• _Work required_
Print this span of the material below exactly: the line with "-26,11 +27,11 @@", the line with "# also assert this is not a no-op", and every line between them, but nothing else.
-- -- --
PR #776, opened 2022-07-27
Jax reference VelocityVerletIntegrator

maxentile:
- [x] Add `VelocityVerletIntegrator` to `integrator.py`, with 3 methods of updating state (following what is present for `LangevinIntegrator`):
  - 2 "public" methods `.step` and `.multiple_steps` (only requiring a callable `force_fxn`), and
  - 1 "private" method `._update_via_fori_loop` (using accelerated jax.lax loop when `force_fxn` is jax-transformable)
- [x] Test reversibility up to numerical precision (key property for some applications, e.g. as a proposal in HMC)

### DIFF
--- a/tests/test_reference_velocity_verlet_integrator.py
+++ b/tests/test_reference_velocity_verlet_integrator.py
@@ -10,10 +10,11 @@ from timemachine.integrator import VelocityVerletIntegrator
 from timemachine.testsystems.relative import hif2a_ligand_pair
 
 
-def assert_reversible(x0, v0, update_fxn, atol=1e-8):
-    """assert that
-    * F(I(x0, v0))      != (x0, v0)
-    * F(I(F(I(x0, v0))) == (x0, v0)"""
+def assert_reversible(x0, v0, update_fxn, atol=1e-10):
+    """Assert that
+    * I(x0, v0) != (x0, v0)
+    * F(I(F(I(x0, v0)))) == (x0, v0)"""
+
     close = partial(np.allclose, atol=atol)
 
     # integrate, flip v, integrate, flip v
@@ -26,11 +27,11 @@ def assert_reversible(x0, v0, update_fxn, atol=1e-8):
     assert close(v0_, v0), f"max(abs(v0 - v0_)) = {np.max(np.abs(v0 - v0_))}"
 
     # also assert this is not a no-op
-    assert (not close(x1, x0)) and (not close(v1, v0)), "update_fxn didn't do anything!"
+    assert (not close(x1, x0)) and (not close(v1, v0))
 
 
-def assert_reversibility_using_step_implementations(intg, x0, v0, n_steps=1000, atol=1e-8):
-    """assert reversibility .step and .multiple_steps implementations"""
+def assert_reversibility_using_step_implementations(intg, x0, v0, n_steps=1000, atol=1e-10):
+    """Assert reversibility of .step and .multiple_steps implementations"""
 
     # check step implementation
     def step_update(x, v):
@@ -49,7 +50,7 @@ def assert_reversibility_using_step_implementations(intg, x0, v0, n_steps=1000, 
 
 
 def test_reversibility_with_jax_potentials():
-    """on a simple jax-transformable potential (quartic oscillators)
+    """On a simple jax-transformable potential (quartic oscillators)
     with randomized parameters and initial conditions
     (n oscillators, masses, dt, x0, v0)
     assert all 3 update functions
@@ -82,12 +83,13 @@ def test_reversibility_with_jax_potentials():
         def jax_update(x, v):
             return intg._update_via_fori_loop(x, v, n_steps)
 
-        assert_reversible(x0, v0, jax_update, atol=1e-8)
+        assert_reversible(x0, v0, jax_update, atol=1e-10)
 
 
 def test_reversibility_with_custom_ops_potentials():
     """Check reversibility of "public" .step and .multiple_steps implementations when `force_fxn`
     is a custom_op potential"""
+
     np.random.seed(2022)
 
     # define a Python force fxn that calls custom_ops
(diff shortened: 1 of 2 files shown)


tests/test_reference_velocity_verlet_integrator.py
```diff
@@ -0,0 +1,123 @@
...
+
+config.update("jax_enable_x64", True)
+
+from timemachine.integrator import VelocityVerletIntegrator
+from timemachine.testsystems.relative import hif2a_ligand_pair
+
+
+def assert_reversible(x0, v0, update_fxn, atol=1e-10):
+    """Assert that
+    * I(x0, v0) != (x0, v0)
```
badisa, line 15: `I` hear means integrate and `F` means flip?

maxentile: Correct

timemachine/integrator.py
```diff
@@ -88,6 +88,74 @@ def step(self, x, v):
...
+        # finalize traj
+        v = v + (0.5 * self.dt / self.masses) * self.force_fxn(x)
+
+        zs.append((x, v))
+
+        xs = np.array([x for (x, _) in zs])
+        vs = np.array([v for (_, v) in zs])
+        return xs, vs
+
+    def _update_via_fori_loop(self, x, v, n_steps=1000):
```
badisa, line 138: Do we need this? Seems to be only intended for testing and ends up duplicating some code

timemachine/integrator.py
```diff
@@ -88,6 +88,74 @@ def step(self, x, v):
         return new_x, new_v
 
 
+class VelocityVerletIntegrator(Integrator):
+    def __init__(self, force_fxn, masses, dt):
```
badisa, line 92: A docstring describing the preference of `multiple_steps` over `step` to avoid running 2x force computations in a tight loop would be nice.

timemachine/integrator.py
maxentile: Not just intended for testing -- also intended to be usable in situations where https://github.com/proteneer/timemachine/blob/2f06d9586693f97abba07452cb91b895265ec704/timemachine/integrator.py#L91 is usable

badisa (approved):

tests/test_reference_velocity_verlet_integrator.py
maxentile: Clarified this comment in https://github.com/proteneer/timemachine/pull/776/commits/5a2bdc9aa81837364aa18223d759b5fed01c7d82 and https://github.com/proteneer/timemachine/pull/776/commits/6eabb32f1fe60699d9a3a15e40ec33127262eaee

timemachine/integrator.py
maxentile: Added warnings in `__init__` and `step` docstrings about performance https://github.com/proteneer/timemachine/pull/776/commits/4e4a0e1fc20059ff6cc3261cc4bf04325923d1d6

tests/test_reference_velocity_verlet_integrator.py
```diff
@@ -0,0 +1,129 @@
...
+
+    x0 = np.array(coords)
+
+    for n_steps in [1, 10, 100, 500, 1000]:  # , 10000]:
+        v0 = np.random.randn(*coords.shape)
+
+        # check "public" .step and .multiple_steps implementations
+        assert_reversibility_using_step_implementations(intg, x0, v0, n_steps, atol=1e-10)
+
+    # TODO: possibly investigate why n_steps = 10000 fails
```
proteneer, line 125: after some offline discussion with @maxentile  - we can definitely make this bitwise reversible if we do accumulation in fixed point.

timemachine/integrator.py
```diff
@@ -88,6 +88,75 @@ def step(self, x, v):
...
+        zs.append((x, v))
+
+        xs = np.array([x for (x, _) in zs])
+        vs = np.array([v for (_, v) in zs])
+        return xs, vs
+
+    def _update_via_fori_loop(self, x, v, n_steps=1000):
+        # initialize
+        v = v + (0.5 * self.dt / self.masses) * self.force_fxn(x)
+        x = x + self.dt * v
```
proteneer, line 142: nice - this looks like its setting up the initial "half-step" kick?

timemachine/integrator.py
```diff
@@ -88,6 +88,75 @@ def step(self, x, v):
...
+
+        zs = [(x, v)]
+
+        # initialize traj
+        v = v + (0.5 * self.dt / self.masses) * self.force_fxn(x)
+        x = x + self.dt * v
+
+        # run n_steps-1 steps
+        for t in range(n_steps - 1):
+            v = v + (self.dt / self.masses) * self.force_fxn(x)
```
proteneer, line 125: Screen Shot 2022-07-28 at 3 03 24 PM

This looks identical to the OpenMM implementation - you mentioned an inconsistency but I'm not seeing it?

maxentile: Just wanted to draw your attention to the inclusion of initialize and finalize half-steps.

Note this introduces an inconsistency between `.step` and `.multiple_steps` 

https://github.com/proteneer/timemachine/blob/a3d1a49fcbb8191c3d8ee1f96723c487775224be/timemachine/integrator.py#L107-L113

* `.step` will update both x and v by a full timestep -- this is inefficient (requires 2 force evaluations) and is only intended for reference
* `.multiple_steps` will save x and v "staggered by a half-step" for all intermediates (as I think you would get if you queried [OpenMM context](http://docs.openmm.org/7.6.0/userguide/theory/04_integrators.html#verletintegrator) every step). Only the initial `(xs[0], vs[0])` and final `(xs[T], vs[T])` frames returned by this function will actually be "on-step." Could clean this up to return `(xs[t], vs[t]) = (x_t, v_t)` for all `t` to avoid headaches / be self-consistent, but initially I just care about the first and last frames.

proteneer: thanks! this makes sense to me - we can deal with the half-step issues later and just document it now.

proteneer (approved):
-- -- --
• _Expected answer_
@@ -26,11 +27,11 @@ def assert_reversible(x0, v0, update_fxn, atol=1e-8):
     assert close(v0_, v0), f"max(abs(v0 - v0_)) = {np.max(np.abs(v0 - v0_))}"
 
     # also assert this is not a no-op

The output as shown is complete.